- **To do**:
The data must be copied over exactly and in full.

- **Data to use**:

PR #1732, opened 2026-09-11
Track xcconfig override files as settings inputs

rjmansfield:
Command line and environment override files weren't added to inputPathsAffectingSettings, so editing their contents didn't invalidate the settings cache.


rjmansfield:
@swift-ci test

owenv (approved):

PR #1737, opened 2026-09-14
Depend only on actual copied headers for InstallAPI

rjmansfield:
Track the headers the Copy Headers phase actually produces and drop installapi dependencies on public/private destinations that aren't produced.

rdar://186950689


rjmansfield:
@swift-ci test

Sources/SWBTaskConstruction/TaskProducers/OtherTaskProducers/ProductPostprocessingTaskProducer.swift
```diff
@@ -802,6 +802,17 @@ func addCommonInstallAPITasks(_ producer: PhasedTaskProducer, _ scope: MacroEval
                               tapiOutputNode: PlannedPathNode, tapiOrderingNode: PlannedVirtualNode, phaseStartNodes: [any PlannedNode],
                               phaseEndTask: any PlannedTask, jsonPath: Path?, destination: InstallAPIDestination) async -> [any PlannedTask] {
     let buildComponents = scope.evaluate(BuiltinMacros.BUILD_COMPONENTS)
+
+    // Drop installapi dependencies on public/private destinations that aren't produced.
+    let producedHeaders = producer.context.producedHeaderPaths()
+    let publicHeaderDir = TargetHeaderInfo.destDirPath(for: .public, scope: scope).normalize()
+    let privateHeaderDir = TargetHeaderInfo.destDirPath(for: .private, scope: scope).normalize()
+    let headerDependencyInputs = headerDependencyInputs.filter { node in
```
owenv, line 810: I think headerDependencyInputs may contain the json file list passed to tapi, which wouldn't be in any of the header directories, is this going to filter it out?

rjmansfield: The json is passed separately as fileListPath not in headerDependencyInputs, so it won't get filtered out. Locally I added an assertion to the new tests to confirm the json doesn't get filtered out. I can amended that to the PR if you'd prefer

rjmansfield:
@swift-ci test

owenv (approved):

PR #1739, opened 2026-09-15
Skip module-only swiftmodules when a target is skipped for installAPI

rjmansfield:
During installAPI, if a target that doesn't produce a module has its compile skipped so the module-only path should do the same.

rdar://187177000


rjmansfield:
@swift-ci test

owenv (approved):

- **Solution for this problem**:
PR #1732, opened 2026-09-11
Track xcconfig override files as settings inputs

rjmansfield:
Command line and environment override files weren't added to inputPathsAffectingSettings, so editing their contents didn't invalidate the settings cache.


rjmansfield:
@swift-ci test

owenv (approved):

PR #1737, opened 2026-09-14
Depend only on actual copied headers for InstallAPI

rjmansfield:
Track the headers the Copy Headers phase actually produces and drop installapi dependencies on public/private destinations that aren't produced.

rdar://186950689


rjmansfield:
@swift-ci test

Sources/SWBTaskConstruction/TaskProducers/OtherTaskProducers/ProductPostprocessingTaskProducer.swift
```diff
@@ -802,6 +802,17 @@ func addCommonInstallAPITasks(_ producer: PhasedTaskProducer, _ scope: MacroEval
                               tapiOutputNode: PlannedPathNode, tapiOrderingNode: PlannedVirtualNode, phaseStartNodes: [any PlannedNode],
                               phaseEndTask: any PlannedTask, jsonPath: Path?, destination: InstallAPIDestination) async -> [any PlannedTask] {
     let buildComponents = scope.evaluate(BuiltinMacros.BUILD_COMPONENTS)
+
+    // Drop installapi dependencies on public/private destinations that aren't produced.
+    let producedHeaders = producer.context.producedHeaderPaths()
+    let publicHeaderDir = TargetHeaderInfo.destDirPath(for: .public, scope: scope).normalize()
+    let privateHeaderDir = TargetHeaderInfo.destDirPath(for: .private, scope: scope).normalize()
+    let headerDependencyInputs = headerDependencyInputs.filter { node in
```
owenv, line 810: I think headerDependencyInputs may contain the json file list passed to tapi, which wouldn't be in any of the header directories, is this going to filter it out?

rjmansfield: The json is passed separately as fileListPath not in headerDependencyInputs, so it won't get filtered out. Locally I added an assertion to the new tests to confirm the json doesn't get filtered out. I can amended that to the PR if you'd prefer

rjmansfield:
@swift-ci test

owenv (approved):

PR #1739, opened 2026-09-15
Skip module-only swiftmodules when a target is skipped for installAPI

rjmansfield:
During installAPI, if a target that doesn't produce a module has its compile skipped so the module-only path should do the same.

rdar://187177000


rjmansfield:
@swift-ci test

owenv (approved):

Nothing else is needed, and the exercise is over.